The 3 Feature Transformers which were applied are Sum, Round and Univariate Feature Selection.

With the Pipeline Leaderboard, Pipeline 4 has a 94.3% accuracy rate and has been deemed the "Top Performer" by the blue star.

Pipeline 4 uses the combination of:

▪️ XGB Classifier

▪️ Hyperparameter optimization (1st)

▪️ Feature Engineering

▪️ Hyperparameter optimization (2nd)

image image

Model Evaluation

This Model evaluation shows the model accuracy which allows us to see the accuracy of the pipeline, in this pipeline 4.

The higher the score, the better the model is at predicting and distinguishing between customers who miss their payments and customers who don't.

image

Confusion Matrix

The confusion matrix shows numbers and percentages of correct and incorrect classifications.

image

Feature Importance

This shows the relative importance of each feature in predicting the target, based on an averaging of nine different importance measures.
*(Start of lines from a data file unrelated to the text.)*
PR #1872, opened 2015-08-08
Set minimum-scale=1

njam:
This will enable GPU rasterization in Chrome
See https://www.chromium.org/developers/design-documents/chromium-graphics/how-to-get-gpu-rasterization

@christopheschwyzer or @vogdb could you try how it affects the rendering behaviour of our feed page? I tried on a Samsung S6 and am not sure if it's really better..

### DIFF
--- a/layout/default/Layout/Abstract/default.tpl
+++ b/layout/default/Layout/Abstract/default.tpl
@@ -6,7 +6,7 @@
     <meta http-equiv="X-UA-Compatible" content="IE=edge; requiresActiveX=true">
     {if isset($pageDescription)}<meta name="description" content="{$pageDescription|escape}">{/if}
     {if isset($pageKeywords)}<meta name="keywords" content="{$pageKeywords|escape}">{/if}
-    <meta name="viewport" content="width=device-width, initial-scale=1, maximum-scale=1, user-scalable=no, minimal-ui">
+    <meta name="viewport" content="width=device-width, initial-scale=1, maximum-scale=1, minimum-scale=1, user-scalable=no, minimal-ui">
     <meta name="apple-mobile-web-app-capable" content="yes">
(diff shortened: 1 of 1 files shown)


vogdb:
S6 device and my Sony M2 have GPU rasterisation enabled by default, so they don't need this `meta` to work.

S6


Sony M2

vogdb:
And I didn't see any difference between the one with enabling settings and the opposite.

christopheschwyzer:
screen shot 2015-08-10 at 15 19 37
@vogdb Can you check with enabled Monitor. GPU Raster should be green (on)? I think by default it isn't without `minimal-scale` set.

vogdb:
You are right it's disabled on Desktop but I was talking about mobile devices cause I thought that our primary concern are them. Should we consider also Desktop?

christopheschwyzer:
@vogdb oh sorry, all good!

vogdb:
Hm but what about Desktop. Do we want to enable it there?

christopheschwyzer:
I would add the meta tag like suggested in this PR. Doesn't do harm either way.

njam:
Currently it only has an effect on Chrome for Android. You can check with the FPS flag for example.

Ok let's do this then.

vogdb:
True. This `meta` does not enable GPU rasterization on Desktop. The interesting feature about this rasterization is that when I've forced it on Desktop, it had started to devour memory as hell on scroll down.

Forced GPU on Desktop
screen shot 2015-08-10 at 21 54 55


Default GPU
screen shot 2015-08-10 at 21 56 53

njam:
Note this is only *GPU* memory. Probably if it's disabled it goes to different memory.

vogdb:
Ok!

PR #1875, opened 2015-08-13
Add CM_Exception_Invalid to the front-end

fauvel:


fauvel:
@tomaszdurka please review

njam:
Copying @fauvel
> We ran into a front-end error instead (Uncaught CM_Exception: No such exception CM_Exception_Invalid)

This comes from `CM_Exception.factory()` which is called from `CM_App.ajax()`:
```js
        if (response.error) {
          reject(new (CM_Exception.factory(response.error.type))(response.error.msg, response.error.isPublic));
        } else {
          resolve(response.success);
        }
```

Basically this means that any error that we "forward" to the client (as configured with  `exceptionsToCatch` in the config files) needs to be available on the client side as well? @vogdb can you confirm? How should we handle this? Create all JS files? Or use some automagic mechanism to create instances on the fly?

This pipeline is more balanced as it uses two columns as the most important predictors: Overdue_Balance and Credit_History.

image

Precision Recall Curve

The Precision vs. Recall Curve chart plots the proportion of outcomes predicted to be positive that are positive, also known as precision, on the vertical axis, against the proportion of positive outcomes that are correctly predicted, also known as recall, sensitivity, probability of detection or true positive rate (TPR), on the horizontal axis, as the threshold for positive classification is varied across the predicted probability range from 1 down to 0. When the threshold is set high, few false positives will occur and precision will be high, while recall will be low. As the threshold is decreased, recall will increase and precision will generally decrease. Although there is generally a trade off between precision and recall, the curve may not be strictly monotonically decreasing. The area under the Prevision vs. Recall curve is generally preferred to the area under the ROC curve as an evaluation statistic for binary classification when the proportions of positive and negative observed instances are highly imbalanced.

image

Conclusion

As a conclusion, we see that utilizing the XGB Classifer along with both the 1st and the 2nd Hyperparameter optimization and Feature Engineering yields the highest precision rate of 94.3% for particular dataset prediction.